The number of satellites required can vary based on the architecture of the network and its intended extent of coverage. However, a true Starlink analogue would require the development of a reusable launcher.
China, the EU, and Russia have all embarked on deploying Starlink analogues, but all three have so far made limited progress. Countries like India are unlikely to be in a position to acquire such a capability over the next decade.
User Terminals
Low-latency networks use terminals featuring custom ASICs and advanced RF front-end modules (e.g., BiCMOS technology) for phased-array antennas that track fast-moving LEO satellites.
Starlink has already deployed millions of such terminals. STMicroelectronics has shipped over 5 billion RF chips for the terminals, with daily rates exceeding 5 million.
Network satellites use radiation-hardened electronics, onboard processors, and laser comms chips that require specialized semiconductor fabs, which in turn require decades of ecosystem investment.
AI-Powered Machine Vision
Effective (high-accuracy, low-latency) machine vision in drones and cruise missiles requires real-time object detection, tracking, terrain classification, sensor fusion, and autonomous navigation capability under severe size, weight, power, and cost constraints, harsh operating environments, and contested electromagnetic conditions.

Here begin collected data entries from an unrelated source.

PR #1597, opened 2026-08-28
Avoid panic for empty consumer group filters

fallintoplace:
What
----
- Avoid a panic when ListConsumerGroups receives an empty consumer group state or type filter.
- Treat zero-length filters the same as unset filters.

Checklist
------------------
- [x] Contains customer facing changes? This prevents a runtime panic.
  - Added regression coverage for empty state and type filters.

Test & Review
------------
- `go test ./... -count=1`

### DIFF
--- a/kafka/adminapi_test.go
+++ b/kafka/adminapi_test.go
@@ -480,6 +480,26 @@ func testAdminAPIsListConsumerGroups(
 			what, listres, err)
 	}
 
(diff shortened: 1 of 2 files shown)


Ankith-Confluent (approved):
LGTM!
Thanks for the PR @fallintoplace

Ankith-Confluent:
We’ll be merging this and including it in the 2.16 release, which is planned for the end of this month.

ojasvajain (approved):

PR #336, opened 2024-02-04
fix deletion of rdma server session

budevg:
Disconnected session was not deleted and all other sessions were deleted
instead due to problem in rcu list predicate implementation.

Just deleting the server session and calling DestroyQP is not enough and will
lead to deadlock. We need to wait for all WR's to flush and only then it's safe
to delete Connection object (calling rdma_destroy_id)

### DIFF
--- a/cloud/blockstore/libs/rdma/impl/rcu.h
+++ b/cloud/blockstore/libs/rdma/impl/rcu.h
@@ -38,7 +38,7 @@ public:
 
         with_lock (Lock) {
             for (const T& item: *List) {
-                if (predicate(item)) {
+                if (!predicate(item)) {
                     list->push_back(item);
                 }
             }
--- a/cloud/blockstore/libs/rdma/impl/server.cpp
+++ b/cloud/blockstore/libs/rdma/impl/server.cpp
@@ -292,6 +292,7 @@ private:
     TLockFreeList<TRequest> InputRequests;
     TSimpleList<TRequest> QueuedRequests;
     TEventHandle RequestEvent;
+    bool FlushStarted = false;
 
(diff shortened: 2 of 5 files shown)


cloud/blockstore/libs/rdma/impl/rcu.h
```diff
@@ -38,7 +38,7 @@ class TRCUList
 
         with_lock (Lock) {
             for (const T& item: *List) {
-                if (predicate(item)) {
+                if (!predicate(item)) {
```
qkrorlqr, line 41: на это явно нужен unittest

cloud/blockstore/libs/rdma/impl/server.cpp
```diff
@@ -640,11 +669,6 @@ void TServerSession::FreeRequest(TRequestPtr req, TSendWr* send) noexcept
 
 void TServerSession::RecvRequestCompleted(TRecvWr* recv, ibv_wc_status status)
 {
-    if (status == IBV_WC_WR_FLUSH_ERR) {
```
qkrorlqr, line 643: а вот это, получается, вообще всегда было false, т.к. мы в HandleCompletionEvent в случае этого статуса не звали RecvRequestCompleted?

tpashkin (dismissed):

cloud/blockstore/libs/rdma/impl/server.cpp
budevg: ага сюда код некогда не попадал

tpashkin (approved):

Sazonov99 (approved):

Issue #173, opened 2024-01-18
[Disk Manager] Use NBS and YDB binaries in tests


BarkovBG:
now we are building nbs and ydb from the source code but need to use binaries in ya.make in tests

this will allow us remove all dependencies on nbs source code

qkrorlqr:
If you do this, you need to make a short manual that would describe how to update these prebuilt blockstore-server, filestore-server and filestore-vhost versions

BarkovBG:
> If you do this, you also need to write a short manual that would describe how to update these prebuilt blockstore-server, filestore-server and filestore-vhost binaries

@jkuradobery, can you pls write documentation as the commit author

PR #359, opened 2024-02-07
[Disk Manager]: Tests: Use YDB binary from S3 instead of building it …

jkuradobery:
…locally

We were using an old YDB version which led to hangs in disk manager tests after the context cancellation.For problem details, see: https://github.com/ydb-platform/ydb-go-sdk/issues/1025


qkrorlqr (approved):

BarkovBG:
link this pr here - https://github.com/ydb-platform/nbs/issues/173

BarkovBG (approved):

PR #373, opened 2024-02-08
fix deletion of rdma server session (#336)

budevg:
* fix deletion of rdma server session

Disconnected session was not deleted and all other sessions were deleted
instead due to problem in rcu list predicate implementation.

Just deleting the server session and calling DestroyQP is not enough and will
lead to deadlock. We need to wait for all WR's to flush and only then it's safe
to delete Connection object (calling rdma_destroy_id)

* add rcu list unit tests

### DIFF
--- a/cloud/blockstore/libs/rdma/impl/rcu.h
+++ b/cloud/blockstore/libs/rdma/impl/rcu.h
@@ -38,7 +38,7 @@ public:
 
         with_lock (Lock) {
             for (const T& item: *List) {
-                if (predicate(item)) {
+                if (!predicate(item)) {
                     list->push_back(item);
                 }
             }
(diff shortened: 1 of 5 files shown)


cloud/blockstore/libs/rdma/impl/rcu.h
```diff
@@ -38,7 +38,7 @@ class TRCUList
 
         with_lock (Lock) {
             for (const T& item: *List) {
-                if (predicate(item)) {
+                if (!predicate(item)) {
```
drbasic, line 41: как это вообще раньше работало?

budevg: Все сессии отклучались а потом опять подключались)

drbasic (approved):

Sazonov99 (approved):

Issue #95, opened 2024-01-10
[Filestore] Compaction/Cleanup/FlushBytes optimization


qkrorlqr:
- Implement lazy compaction map loading **DONE**
- Implement garbage-based compaction **DONE**
- Use blob patching in compaction **LATER**
- Think about some ways to optimize Cleanup and FlushBytes and the FreshBytes layer https://github.com/ydb-platform/nbs/issues/1129
- Global triggers for Compaction and Cleanup - triggers for total deletion marker count per fs, total blob count per fs, etc. **DONE**
- Add metrics for background ops, display more background ops info on the tablet monpage **DONE**

qkrorlqr:
> Use blob patching in compaction

won't use patching - it's too risky, we still keep finding bugs in it 2.5 years after it was first introduced

qkrorlqr:
Found a performance issue: Compaction copies blocks which are not actually needed but whose MaxCommitId is still > than MinCommitId (CommitIds are not rebased yet) to its dst blobs. Second compaction run is needed to get rid of this garbage.

qkrorlqr:
found another problem: CompactionThreshold is set in terms of blob count, max blob size is set in bytes (and the default is reasonable - 4MiB) which leads to nonstop recompactions for filesystems with large block sizes

e.g. BlockSize=128KiB, MaxBlobSize=4MiB, CompactionThreshold=20
if we have a "full" compaction range (having 64 blocks x 16 nodes == 1024 blocks) there will be 128MiB of data in it => 32 blobs which is greater than 20 which leads us to endless compactions

a possible solution is adjusting this threshold based on the BlockSize / DefaultBlockSize ratio (DefaultBlockSize == 4KiB => we will have min 1 blob per range if there is some data in this range - it's our baseline)

qkrorlqr:
we also need some metrics showing the number of compactions per second split by the reasons - launches per second due to high blob count per range / due to high overall blob count / due to high garbage percentage

and outputting current garbage percentage and average blob count per range to the tablet monpage would also be nice

qkrorlqr:
**From the description of this issue:**
> - Implement lazy compaction map loading
Done

> - Implement garbage-based compaction
Done

> - Use blob patching in compaction
Postponed

> - Think about some ways to optimize Cleanup and FlushBytes and the FreshBytes layer
TODO

> - Global triggers for Compaction and Cleanup - triggers for total deletion marker count per fs, total blob count per fs, etc.
Done

[...]

PR #381, opened 2024-02-08
issue #95: 1. deduplicating out-of-order compaction map chunk load requests in queue 2. limiting the number of out-of-order compaction map chunk load requests in queue

qkrorlqr:
Otherwise if we have a large FS and a lot of concurrent WriteData requests CompactionMap takes forever to load

### DIFF
--- a/cloud/filestore/libs/storage/tablet/tablet_actor_writedata.cpp
+++ b/cloud/filestore/libs/storage/tablet/tablet_actor_writedata.cpp
@@ -244,6 +244,8 @@ void TIndexTabletActor::HandleWriteData(
     };
 
     if (!CompactionStateLoadStatus.Finished) {
+        const ui32 limitInQueue =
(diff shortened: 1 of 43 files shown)


cloud/filestore/libs/storage/tablet/tablet_actor_writedata.cpp
```diff
@@ -259,8 +261,29 @@ void TIndexTabletActor::HandleWriteData(
...
+                    if (!req.OutOfOrder) {
+                        continue;
+                    }
+
+                    if (req.FirstRangeId == rangeId) {
+                        shouldEnqueue = false;
+                        break;
+                    }
+
+                    if (++oooRequestsInQueue == limitInQueue) {
```
debnatkh, line 278: А тут не надо делать `oooRequestsInQueue + 1 == limitInQueue`?

qkrorlqr: не надо

PR #399, opened 2024-02-09
issue-324: DescribeData: 1. BlobOffsets should be in bytes, not blocks 2. returning FileSize 3. added a ut that checks that we don't return data outside of the aligned superrange that contains the requested range

qkrorlqr:
Some fixes and improvements for DescribeData


debnatkh (approved):

qkrorlqr:
Флапнули 2 теста ДМ

yegorskii (approved):

PR #443, opened 2024-02-14
tweak ShouldHandleMutlipleQueues: wait for stats sync

sharpeye:
sometimes ShouldHandleMutlipleQueues fails because it can't get the actual stats.

### DIFF
--- a/cloud/blockstore/vhost-server/server_ut.cpp
+++ b/cloud/blockstore/vhost-server/server_ut.cpp
@@ -171,6 +171,11 @@ public:
 
     TSimpleStats GetStats(ui64 expectedCompleted) const
     {
+        // Without I/O, stats are synced every second and only if there is a 
+        // pending GetStats call. The first call to GetStats might not bring the
+        // latest stats; therefore, you need at least two calls so that the AIO
+        // backend will sync the stats.
+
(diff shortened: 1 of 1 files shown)


budevg (approved):

qkrorlqr:
А это в итоге хотим заливать или не хотим? Как-то на костыль похоже. Почему иногда стату не можем получить?

budevg (approved):

cloud/blockstore/vhost-server/server_ut.cpp
```diff
@@ -168,6 +168,21 @@ struct TFixture
         Files.clear();
         Options.Layout.clear();
     }
+
+    TSimpleStats GetStats(ui64 expectedCompleted) const
```
budevg, line 172: let's add comment to this function that explains why we retry get stats.
Something similar to
"Without running io's stats are synced every second and only if there is a pending GetStats call. First call to GetStats might not bring the latest stats so we need at  least 2 calls so that the aio backend will sync the stats"

budevg (changes requested):

budevg (approved):

yegorskii (approved):

PR #449, opened 2024-02-15
fix rdma completions polling

budevg:
We need to empty the completion queue otherwise when using EWaitMode::Poll we
might not get additional notification on the event channel and the remaining
completions won't be consumed.


cloud/blockstore/libs/rdma/impl/verbs.cpp
```diff
@@ -133,22 +133,27 @@ struct TVerbs
     bool PollCompletionQueue(ibv_cq* cq, ICompletionHandler* handler) override
     {
         ibv_wc wc[MAX_COMPLETIONS_PER_POLL];
+        bool gotWorkCompeltions = false;
```
tpashkin, line 136: Compeltions -> Completions

tpashkin (approved):

Sazonov99 (approved):

PR #508, opened 2024-02-20
Prepare nbs to ydb#1784

Enjection:
We are going to disable PROTOC_TRANSITIVE_HEADERS in `ydb/core/protos` in https://github.com/ydb-platform/ydb/pull/1784 to make this transition smooth for you I added additional include which brings back old behavior.
In case you want to speed up your builds as well you can remove this include and replace it with includes really needed.


Enjection:
It's temporary on hold. Seem's that ymake don't understand conditional includes, so I have to think about different approach

Enjection:
Okay, I found workaround for this -- we will just ignore it with `Y_IGNORE`. It won't break anything as long as we ignore main header in same file

Enjection:
@qkrorlqr Could we discuss this change? It is blocking us

qkrorlqr:
> @qkrorlqr Could we discuss this change? It is blocking us

I don't see any results indicating that this activity improves something (build time?). Here https://github.com/ydb-platform/ydb/pull/1784 I see lots of failed tests and builds in most of those PR-checks - I don't understand, how can we draw conclusions from such unstable measurements.

qkrorlqr (approved):

PR #517, opened 2024-02-21
NBS-4488: [Disk Manager] remove unnecessary migration config setting

BarkovBG:


cloud/disk_manager/internal/pkg/services/disks/config/config.proto
```diff
@@ -7,6 +7,8 @@ option go_package = "github.com/ydb-platform/nbs/cloud/disk_manager/internal/pkg
 ////////////////////////////////////////////////////////////////////////////////
 
 message DisksConfig {
+    reserved 10;
```
SvartMetal, line 10: It's not needed, we do not persist config anywhere except local filesystem

SvartMetal (approved):

gy2411 (approved):

PR #542, opened 2024-02-22
NEBINC-82: [Snapshot] should use 'url source forbidden' message when encounter 403 http status code

SvartMetal:


cloud/disk_manager/internal/pkg/dataplane/url/common/http_client.go
```diff
@@ -167,18 +167,16 @@ func (c *httpClient) head(
 		return nil, errors.NewRetriableError(err)
 	}
 
+	if resp.StatusCode == 403 {
+		return nil, NewSourceForbiddenError("http code %d", resp.StatusCode)
+	}
+
 	if resp.StatusCode >= 400 && resp.StatusCode <= 499 {
-		return nil, NewSourceNotFoundError(
-			"url source not found: code %d",
```
SvartMetal, line 172: 'url source not found' is already printed there https://github.com/ydb-platform/nbs/blob/main/cloud/disk_manager/internal/pkg/dataplane/url/common/errors.go#L17

jkuradobery:
@SvartMetal is there any chance we can determine if the link has expired or something? Maybe from the S3 response body?

SvartMetal:
> @SvartMetal is there any chance we can determine if the link has expired or something? Maybe from the S3 response body?
Can't see any. And it would not be great to depend on the S3 response text

BarkovBG (approved):

PR #58, opened 2018-12-12
Ingest from a ResultSet implementation

### LINKED ISSUE #2: Add support for ResultSet ingestion

tamirkamara:
This closes #2


tamirkamara:
Please don't merge this (I'll do it myself)

ingest/src/test/java/com/microsoft/azure/kusto/ingest/IngestClientImplTest.java
```diff
@@ -107,12 +116,127 @@ void ingestFromStream() {
...
+                () -> ingestClientSpy.ingestFromResultSet(resultSetSourceInfo, ingestionProperties));
+    }
+
+    @Test
+    void resultSetToCsv_Success() throws SQLException, IngestionClientException {
+        IngestClientImpl ingestClient = new IngestClientImpl(resourceManagerMock, azureStorageHelperMock);
+        ResultSet resultSet = getSampleResultSet();
+        StringWriter stringWriter = new StringWriter();
+
+        long numberOfCharsActual = ingestClient.resultSetToCsv(resultSet, stringWriter, false);
```
limorl: Since you are using a sample result set using getSampleResultSet, it's better to generate the expected string the same method:
ResultSet getSampleResultSet(StringBuilder sb) 
--> and then you write the expected string based on how you generated the result test using the StringBuilder

ingest/src/test/java/com/microsoft/azure/kusto/ingest/IngestClientImplTest.java
```diff
@@ -107,12 +116,127 @@ void ingestFromStream() {
...
+        final String expected = System.getProperty("line.separator").equals("\n") ?
+                "\"1\",\"leo\"\n\"2\",\"yui\"\n" :
+                "\"1\",\"leo\"\r\n\"2\",\"yui\"\r\n";
+
+        assertEquals(expected, stringWriter.toString()); // check the string values
+        assertEquals(expected.length(), numberOfCharsActual); // check the returned length
+    }
+
+    @Test
+    void resultSetToCsv_ResultSetClosed_Exception() throws IngestionClientException, IngestionServiceException, SQLException {
```
limorl: Is ResultSetClosed the only case when an exception is closed?

tamirkamara: Added another one for the writer

ingest/src/main/java/com/microsoft/azure/kusto/ingest/IngestClientImpl.java
```diff
@@ -204,8 +222,124 @@ private String genBlobName(String fileName, String databaseName, String tableNam
...
+
+    private int writeResultSetRow(ResultSet resultSet, Writer writer, int numberOfColumns) throws IOException, SQLException {
+        int numberOfChars = 0;
+        String columnString;
+        String columnSeparator = "";
+
+        for (int i = 1; i <= numberOfColumns; i++) {
+            writer.write(columnSeparator);
+            writer.write('"');
+            columnString = resultSet.getObject(i).toString();
```
toshetah: Will that work with new lines?
Will that work with quotes in the columnString?

ingest/src/main/java/com/microsoft/azure/kusto/ingest/IngestClientImpl.java
```diff
@@ -204,8 +222,124 @@ private String genBlobName(String fileName, String databaseName, String tableNam
...
+            }
+        }
+    }
+
+    private int writeResultSetRow(ResultSet resultSet, Writer writer, int numberOfColumns) throws IOException, SQLException {
+        int numberOfChars = 0;
+        String columnString;
+        String columnSeparator = "";
+
+        for (int i = 1; i <= numberOfColumns; i++) {
```
toshetah: Why 1? what do we have in the first column?

ingest/src/main/java/com/microsoft/azure/kusto/ingest/IngestClientImpl.java
```diff
@@ -204,8 +222,124 @@ private String genBlobName(String fileName, String databaseName, String tableNam
...
+            writer.write(columnSeparator);
+            writer.write('"');
+            columnString = resultSet.getObject(i).toString();
+            writer.write(columnString);
+            writer.write('"');
+
+            columnSeparator = ",";
+            numberOfChars += columnString.length();
+        }
+
```
toshetah: Maybe we want to calculate and return the correct number? instead of calculating in the end.

data/src/test/resources/simplelogger.properties
```diff
@@ -0,0 +1,7 @@
+# SLF4J's SimpleLogger configuration file
```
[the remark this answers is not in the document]
tamirkamara: yes, it makes sure that when testing (travis) all logger will be in debug mode and we'll have an easier time checking failures

ingest/src/main/java/com/microsoft/azure/kusto/ingest/IngestClientImpl.java
```diff
@@ -38,16 +44,28 @@
...
+        this.azureStorageHelper = new AzureStorageHelper();
+    }
+
+    IngestClientImpl(ResourceManager resourceManager) {
+        log.info("Creating a new IngestClient");
+        this.resourceManager = resourceManager;
         azureStorageHelper = new AzureStorageHelper();
     }
 
+    IngestClientImpl(ResourceManager resourceManager, AzureStorageHelper azureStorageHelper) {
```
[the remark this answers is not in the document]
tamirkamara: For testing purposes we need the ability to pass the client mocks (or spys) of those two classes.

ingest/src/main/java/com/microsoft/azure/kusto/ingest/IngestClientImpl.java
tamirkamara: JDBC ResultSet is not a 0 based, so column 0 is always empty

ingest/src/main/java/com/microsoft/azure/kusto/ingest/IngestClientImpl.java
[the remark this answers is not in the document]
toshetah: Can you please open the following issue then:
Add PersistentStorageFactoryFactory that will know how to resolve requests according to the given uris.

ingest/src/main/java/com/microsoft/azure/kusto/ingest/IngestClientImpl.java
tamirkamara: I added a fix to qualify the text qualifier string - replace one " with two

ingest/src/main/java/com/microsoft/azure/kusto/ingest/IngestClientImpl.java
tamirkamara: I believe the recent change makes it easier to understand

ingest/src/main/java/com/microsoft/azure/kusto/ingest/IngestClientImpl.java
```diff
@@ -204,8 +222,124 @@ private String genBlobName(String fileName, String databaseName, String tableNam
...
+     */
     @Override
-    public IngestionResult ingestFromResultSet(ResultSetSourceInfo resultSetSourceInfo, IngestionProperties ingestionProperties) {
-        throw new UnsupportedOperationException();
+    public IngestionResult ingestFromResultSet(ResultSetSourceInfo resultSetSourceInfo, IngestionProperties ingestionProperties) throws IngestionClientException, IngestionServiceException {
+        try {
+            Objects.requireNonNull(resultSetSourceInfo, "resultSetSourceInfo cannot be null");
+            resultSetSourceInfo.validate();
+
+            File tempFile = File.createTempFile("kusto-resultset", ".csv.gz");
```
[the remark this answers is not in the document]
tamirkamara: Since we don't know the size of the resultset we can't know if we'll run out of space.
I've added an overload that enables the user to specify the temp path.

ingest/src/main/java/com/microsoft/azure/kusto/ingest/IngestClientImpl.java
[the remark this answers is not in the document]
tamirkamara: Issue is #59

Hardware-wise, machine vision relies on high-performance AI accelerators (NPUs, custom ASICs, or optimized GPUs/FPGAs) that must deliver tens to hundreds of TOPS (trillions of operations per second) for neural networks such as CNNs or lightweight transformers (e.g., YOLO variants).
Such hardware would require leading-edge nodes (7 nm, 5 nm, 3 nm, or below) for the density, speed, and energy efficiency needed to run complex models onboard without excessive power draw.
Only a handful of fabs worldwide — primarily TSMC in Taiwan, with limited capacity from Samsung and Intel — can produce these at scale and yield.
The US itself faces geopolitical and supply-chain vulnerabilities. However, it is likely working on a plan to eventually eliminate them.
Conclusion
As things stand, the US appears uniquely positioned in combining reusable launch capability with access to semiconductor fabrication and design ecosystems that facilitate global reach and high-precision strikes by drones and cruise missiles.
In the discussion above, we confined ourselves largely to drones and cruise missiles. AI and secure global communication have applications in other weapon systems as well — space-based weapons, for example.
It is time for India to take a hard look at its quest for self-reliance in weapon manufacturing. Hopefully, we are not focusing on acquiring sunset technologies, and our efforts to acquire semiconductor fabrication and design technologies will be pursued vigorously.